**Entries supplied**

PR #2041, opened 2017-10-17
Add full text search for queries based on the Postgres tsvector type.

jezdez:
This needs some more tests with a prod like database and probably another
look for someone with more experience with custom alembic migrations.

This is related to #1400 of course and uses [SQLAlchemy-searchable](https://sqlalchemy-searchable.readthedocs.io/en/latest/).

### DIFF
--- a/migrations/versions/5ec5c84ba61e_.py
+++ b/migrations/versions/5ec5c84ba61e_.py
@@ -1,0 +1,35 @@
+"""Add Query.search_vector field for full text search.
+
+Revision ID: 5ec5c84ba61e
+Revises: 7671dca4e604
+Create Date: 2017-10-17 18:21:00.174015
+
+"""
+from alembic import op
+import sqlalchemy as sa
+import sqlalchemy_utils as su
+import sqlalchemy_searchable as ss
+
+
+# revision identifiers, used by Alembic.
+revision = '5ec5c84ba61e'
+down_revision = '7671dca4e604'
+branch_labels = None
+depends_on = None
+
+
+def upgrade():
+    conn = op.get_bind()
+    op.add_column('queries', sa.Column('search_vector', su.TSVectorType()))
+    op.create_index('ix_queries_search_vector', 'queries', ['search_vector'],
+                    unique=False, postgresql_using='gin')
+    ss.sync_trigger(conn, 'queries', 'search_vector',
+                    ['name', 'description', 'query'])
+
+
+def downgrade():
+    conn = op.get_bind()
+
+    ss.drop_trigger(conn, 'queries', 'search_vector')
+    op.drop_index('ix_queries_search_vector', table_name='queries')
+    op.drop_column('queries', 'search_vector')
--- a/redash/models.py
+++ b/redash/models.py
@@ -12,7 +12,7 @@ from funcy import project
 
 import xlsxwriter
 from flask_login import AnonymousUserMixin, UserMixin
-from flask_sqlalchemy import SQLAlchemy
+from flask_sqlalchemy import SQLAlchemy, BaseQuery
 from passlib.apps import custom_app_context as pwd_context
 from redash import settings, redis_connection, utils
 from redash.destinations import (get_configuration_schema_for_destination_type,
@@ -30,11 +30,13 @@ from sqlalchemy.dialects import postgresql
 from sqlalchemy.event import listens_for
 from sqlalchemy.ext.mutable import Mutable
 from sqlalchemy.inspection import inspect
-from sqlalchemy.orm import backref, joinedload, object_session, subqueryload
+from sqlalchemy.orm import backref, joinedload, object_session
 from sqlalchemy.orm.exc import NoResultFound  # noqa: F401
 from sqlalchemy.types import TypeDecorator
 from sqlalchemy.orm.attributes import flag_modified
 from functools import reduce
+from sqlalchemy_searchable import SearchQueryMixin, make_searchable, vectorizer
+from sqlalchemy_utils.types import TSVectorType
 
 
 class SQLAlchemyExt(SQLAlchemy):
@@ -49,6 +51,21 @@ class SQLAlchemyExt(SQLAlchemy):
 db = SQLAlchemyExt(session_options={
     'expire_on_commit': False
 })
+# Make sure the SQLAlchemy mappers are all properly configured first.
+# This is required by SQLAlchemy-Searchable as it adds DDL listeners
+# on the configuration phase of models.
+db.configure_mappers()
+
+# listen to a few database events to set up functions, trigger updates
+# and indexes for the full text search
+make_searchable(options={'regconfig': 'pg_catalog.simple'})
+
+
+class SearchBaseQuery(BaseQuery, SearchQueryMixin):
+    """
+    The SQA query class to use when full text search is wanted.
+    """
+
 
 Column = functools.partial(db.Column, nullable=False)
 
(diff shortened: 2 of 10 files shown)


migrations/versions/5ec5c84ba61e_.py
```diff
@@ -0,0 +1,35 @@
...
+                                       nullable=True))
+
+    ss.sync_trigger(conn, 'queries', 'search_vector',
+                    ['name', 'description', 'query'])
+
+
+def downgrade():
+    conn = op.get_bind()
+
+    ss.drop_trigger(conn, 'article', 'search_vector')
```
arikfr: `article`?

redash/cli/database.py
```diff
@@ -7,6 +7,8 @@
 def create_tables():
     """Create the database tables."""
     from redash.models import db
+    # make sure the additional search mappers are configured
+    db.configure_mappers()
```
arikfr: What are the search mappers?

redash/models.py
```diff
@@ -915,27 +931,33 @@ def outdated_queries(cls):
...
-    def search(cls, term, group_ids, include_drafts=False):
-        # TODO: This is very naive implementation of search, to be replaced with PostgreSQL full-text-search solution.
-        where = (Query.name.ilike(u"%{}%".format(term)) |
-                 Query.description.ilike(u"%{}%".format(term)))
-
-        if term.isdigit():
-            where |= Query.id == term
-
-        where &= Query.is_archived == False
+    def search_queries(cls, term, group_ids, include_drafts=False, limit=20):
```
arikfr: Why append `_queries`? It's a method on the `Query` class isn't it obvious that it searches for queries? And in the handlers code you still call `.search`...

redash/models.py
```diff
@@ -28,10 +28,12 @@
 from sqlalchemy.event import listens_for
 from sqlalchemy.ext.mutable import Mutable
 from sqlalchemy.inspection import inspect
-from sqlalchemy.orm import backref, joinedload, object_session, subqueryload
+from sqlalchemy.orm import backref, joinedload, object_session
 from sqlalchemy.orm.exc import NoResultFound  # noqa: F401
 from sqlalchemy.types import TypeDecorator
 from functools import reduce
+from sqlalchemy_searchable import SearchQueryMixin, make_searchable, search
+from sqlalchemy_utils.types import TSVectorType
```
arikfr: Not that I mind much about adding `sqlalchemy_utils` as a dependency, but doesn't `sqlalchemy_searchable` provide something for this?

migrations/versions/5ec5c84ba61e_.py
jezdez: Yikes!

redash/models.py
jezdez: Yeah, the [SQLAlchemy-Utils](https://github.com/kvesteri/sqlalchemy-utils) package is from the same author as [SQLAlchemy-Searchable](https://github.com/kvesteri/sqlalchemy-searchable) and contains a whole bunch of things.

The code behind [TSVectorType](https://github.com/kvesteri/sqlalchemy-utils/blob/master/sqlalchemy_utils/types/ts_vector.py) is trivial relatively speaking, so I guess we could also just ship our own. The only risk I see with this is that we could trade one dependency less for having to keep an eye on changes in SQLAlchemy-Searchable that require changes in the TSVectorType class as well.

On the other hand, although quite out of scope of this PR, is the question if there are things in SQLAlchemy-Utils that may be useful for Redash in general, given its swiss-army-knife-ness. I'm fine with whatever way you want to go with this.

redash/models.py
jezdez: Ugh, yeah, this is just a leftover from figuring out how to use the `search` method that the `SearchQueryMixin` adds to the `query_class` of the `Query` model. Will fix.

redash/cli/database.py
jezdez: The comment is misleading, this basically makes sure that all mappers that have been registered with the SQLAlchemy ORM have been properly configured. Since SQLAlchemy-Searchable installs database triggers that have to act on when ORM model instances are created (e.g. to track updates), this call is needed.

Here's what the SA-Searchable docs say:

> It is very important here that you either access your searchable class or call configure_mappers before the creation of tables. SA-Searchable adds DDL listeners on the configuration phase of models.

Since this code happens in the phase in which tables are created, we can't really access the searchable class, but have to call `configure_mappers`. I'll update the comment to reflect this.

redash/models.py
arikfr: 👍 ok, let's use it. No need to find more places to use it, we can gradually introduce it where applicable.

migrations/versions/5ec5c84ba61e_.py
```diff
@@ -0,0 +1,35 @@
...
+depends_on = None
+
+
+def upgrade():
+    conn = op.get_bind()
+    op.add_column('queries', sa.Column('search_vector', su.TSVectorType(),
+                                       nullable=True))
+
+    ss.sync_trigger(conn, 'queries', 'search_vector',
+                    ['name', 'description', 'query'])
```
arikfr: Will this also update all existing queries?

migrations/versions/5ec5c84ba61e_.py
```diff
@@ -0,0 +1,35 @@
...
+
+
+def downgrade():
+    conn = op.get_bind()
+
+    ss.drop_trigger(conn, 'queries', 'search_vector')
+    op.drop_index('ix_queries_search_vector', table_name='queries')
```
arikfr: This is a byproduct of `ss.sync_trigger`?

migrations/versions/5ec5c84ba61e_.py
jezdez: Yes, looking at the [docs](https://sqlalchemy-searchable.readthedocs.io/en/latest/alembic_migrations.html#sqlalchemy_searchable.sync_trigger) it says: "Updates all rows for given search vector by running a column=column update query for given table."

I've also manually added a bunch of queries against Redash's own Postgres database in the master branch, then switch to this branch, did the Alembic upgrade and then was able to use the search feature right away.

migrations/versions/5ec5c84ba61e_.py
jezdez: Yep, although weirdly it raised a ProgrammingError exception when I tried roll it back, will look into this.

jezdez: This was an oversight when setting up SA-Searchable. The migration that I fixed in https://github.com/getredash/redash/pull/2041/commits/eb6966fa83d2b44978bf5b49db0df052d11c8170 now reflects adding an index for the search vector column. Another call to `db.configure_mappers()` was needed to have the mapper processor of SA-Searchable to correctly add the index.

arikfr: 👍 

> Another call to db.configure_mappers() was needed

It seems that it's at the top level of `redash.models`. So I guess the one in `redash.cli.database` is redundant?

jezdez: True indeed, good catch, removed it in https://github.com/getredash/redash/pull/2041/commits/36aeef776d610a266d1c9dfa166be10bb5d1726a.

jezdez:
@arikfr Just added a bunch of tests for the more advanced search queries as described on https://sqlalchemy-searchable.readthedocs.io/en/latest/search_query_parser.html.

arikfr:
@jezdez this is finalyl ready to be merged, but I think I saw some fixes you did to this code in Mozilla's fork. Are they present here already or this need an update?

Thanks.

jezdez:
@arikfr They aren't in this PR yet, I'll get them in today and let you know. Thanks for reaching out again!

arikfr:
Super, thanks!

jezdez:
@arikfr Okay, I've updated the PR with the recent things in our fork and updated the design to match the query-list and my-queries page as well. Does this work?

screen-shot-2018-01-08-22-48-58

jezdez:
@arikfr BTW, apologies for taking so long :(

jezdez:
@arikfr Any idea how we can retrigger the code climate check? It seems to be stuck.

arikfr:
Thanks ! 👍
...
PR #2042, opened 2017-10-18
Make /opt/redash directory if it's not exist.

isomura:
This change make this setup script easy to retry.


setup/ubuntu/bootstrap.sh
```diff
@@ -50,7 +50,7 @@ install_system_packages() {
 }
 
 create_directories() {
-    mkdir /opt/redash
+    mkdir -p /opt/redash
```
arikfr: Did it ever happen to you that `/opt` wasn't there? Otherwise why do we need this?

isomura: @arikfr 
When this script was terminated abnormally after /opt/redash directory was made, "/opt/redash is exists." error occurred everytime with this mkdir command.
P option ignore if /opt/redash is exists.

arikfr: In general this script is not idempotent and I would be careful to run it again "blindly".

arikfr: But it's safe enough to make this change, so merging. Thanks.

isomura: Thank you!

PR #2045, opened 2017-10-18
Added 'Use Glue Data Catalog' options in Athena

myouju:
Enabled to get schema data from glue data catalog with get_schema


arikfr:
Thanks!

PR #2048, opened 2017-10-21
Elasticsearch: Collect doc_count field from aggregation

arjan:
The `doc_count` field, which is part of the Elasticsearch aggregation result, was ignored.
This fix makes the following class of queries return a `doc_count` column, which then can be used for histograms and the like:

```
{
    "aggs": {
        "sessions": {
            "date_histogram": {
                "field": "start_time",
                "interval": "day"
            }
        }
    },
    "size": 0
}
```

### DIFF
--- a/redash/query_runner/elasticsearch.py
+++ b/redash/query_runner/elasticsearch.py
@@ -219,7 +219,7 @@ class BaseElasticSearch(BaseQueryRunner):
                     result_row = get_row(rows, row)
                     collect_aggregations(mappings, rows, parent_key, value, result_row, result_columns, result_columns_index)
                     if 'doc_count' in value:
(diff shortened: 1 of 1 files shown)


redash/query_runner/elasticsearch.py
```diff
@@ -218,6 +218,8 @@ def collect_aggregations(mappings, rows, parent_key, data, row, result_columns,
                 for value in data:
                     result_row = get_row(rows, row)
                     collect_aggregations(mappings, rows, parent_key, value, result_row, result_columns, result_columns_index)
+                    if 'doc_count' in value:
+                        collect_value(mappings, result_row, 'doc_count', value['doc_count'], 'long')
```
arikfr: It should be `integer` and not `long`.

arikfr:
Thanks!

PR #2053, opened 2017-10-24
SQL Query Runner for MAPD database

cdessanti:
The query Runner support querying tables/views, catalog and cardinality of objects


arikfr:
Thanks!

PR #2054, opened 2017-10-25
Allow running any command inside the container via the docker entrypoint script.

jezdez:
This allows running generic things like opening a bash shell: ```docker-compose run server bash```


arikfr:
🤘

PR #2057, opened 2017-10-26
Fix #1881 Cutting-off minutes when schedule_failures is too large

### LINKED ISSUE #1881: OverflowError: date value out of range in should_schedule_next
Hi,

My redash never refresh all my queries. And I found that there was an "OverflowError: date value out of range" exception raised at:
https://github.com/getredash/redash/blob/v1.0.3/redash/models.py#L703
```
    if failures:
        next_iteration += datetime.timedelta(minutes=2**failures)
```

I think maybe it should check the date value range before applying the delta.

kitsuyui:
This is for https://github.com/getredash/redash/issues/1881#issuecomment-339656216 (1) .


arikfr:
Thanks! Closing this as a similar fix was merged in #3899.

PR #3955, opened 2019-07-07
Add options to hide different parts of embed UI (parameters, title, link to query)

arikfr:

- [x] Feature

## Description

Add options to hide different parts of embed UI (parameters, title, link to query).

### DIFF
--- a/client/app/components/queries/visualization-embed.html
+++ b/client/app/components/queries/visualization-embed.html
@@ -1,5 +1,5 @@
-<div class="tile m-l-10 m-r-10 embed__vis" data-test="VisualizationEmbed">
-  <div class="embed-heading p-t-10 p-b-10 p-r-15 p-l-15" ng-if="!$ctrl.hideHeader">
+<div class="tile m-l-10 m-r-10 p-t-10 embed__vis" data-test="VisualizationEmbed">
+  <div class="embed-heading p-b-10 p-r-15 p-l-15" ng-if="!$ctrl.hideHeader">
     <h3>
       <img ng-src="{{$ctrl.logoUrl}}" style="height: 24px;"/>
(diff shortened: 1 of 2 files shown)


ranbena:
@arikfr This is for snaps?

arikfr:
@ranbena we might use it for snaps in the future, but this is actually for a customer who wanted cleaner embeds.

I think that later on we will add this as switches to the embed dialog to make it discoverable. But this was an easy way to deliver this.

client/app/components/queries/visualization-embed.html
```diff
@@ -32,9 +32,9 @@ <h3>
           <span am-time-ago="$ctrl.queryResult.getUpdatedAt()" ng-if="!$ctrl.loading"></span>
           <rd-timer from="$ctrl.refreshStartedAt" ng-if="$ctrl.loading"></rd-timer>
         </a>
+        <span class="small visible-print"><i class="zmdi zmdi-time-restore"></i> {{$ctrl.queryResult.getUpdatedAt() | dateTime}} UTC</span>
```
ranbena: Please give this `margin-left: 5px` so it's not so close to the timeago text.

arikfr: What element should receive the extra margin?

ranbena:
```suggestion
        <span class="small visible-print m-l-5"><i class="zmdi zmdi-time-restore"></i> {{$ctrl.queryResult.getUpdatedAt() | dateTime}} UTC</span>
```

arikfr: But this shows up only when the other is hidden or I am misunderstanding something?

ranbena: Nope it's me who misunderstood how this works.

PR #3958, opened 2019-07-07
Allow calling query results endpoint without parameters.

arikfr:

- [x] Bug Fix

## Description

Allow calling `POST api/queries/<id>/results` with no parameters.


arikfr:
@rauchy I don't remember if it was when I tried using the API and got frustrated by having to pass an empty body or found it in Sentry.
---
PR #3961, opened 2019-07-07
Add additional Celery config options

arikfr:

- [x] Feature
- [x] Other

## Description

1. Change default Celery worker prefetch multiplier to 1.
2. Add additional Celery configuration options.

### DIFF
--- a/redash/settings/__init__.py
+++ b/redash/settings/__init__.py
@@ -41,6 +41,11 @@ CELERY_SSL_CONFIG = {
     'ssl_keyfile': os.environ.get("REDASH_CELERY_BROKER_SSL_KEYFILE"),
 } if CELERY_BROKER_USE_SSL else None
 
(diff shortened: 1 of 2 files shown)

**Activity**
Please give the number of lines in the material above that contain the string "span", and nothing else.

**Task result**
3